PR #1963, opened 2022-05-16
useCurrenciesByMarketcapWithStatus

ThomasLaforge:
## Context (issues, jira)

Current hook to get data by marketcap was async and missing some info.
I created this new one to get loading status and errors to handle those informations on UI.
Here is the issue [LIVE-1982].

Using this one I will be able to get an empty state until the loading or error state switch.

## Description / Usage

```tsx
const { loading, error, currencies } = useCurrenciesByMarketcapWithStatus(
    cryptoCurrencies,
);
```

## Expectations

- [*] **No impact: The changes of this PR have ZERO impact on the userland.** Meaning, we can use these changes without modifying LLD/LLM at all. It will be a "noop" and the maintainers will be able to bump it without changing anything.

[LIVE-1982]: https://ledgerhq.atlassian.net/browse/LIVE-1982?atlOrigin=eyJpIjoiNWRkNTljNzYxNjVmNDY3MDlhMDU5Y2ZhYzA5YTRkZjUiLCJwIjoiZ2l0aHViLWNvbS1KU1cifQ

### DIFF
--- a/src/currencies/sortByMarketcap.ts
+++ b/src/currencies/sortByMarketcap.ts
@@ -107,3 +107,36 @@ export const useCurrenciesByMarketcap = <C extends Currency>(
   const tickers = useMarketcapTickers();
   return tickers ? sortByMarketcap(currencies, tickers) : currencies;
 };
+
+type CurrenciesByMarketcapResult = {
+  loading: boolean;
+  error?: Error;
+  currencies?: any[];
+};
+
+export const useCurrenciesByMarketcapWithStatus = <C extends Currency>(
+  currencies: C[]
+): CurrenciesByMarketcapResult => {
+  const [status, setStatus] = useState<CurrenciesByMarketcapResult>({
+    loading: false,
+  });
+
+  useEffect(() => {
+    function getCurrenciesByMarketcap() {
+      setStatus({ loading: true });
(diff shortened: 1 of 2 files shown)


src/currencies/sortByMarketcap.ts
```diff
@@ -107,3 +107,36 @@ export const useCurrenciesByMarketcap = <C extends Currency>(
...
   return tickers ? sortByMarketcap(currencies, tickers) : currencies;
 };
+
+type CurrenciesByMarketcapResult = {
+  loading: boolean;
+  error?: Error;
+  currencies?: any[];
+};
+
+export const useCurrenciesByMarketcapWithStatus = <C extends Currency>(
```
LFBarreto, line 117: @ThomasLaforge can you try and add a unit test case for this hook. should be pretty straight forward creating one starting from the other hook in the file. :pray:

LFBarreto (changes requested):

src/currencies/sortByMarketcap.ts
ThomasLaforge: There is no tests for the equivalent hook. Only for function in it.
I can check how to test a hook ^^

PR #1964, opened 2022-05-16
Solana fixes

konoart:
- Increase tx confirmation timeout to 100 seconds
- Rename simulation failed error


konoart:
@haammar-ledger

...

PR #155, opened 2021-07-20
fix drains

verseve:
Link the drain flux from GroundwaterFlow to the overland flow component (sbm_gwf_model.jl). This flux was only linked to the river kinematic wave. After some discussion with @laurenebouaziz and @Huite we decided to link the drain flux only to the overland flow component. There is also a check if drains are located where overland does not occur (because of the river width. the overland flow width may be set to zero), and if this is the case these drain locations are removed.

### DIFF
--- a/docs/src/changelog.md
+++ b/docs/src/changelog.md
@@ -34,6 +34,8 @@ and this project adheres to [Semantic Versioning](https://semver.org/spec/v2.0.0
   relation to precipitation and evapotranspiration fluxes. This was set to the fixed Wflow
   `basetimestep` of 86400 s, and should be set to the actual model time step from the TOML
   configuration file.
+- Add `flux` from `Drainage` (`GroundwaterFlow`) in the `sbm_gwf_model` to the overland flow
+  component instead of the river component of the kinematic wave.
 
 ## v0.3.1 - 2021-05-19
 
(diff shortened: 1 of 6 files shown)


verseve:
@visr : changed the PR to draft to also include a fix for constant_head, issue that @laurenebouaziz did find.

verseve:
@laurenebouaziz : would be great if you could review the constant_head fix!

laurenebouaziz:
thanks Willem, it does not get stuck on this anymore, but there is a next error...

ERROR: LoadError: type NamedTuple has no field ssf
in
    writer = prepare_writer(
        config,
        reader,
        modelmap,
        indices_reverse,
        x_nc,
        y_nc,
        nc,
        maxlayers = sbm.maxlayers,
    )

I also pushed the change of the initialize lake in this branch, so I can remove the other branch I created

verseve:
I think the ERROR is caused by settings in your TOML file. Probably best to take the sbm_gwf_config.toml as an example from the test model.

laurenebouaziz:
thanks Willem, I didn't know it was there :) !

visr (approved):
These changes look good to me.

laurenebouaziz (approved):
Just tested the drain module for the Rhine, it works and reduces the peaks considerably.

WORK INSTRUCTIONS — For each line of the entries that holds the word "river", pull that line out.

RESPONSE AREA —
Link the drain flux from GroundwaterFlow to the overland flow component (sbm_gwf_model.jl). This flux was only linked to the river kinematic wave. After some discussion with @laurenebouaziz and @Huite we decided to link the drain flux only to the overland flow component. There is also a check if drains are located where overland does not occur (because of the river width. the overland flow width may be set to zero), and if this is the case these drain locations are removed.
+  component instead of the river component of the kinematic wave.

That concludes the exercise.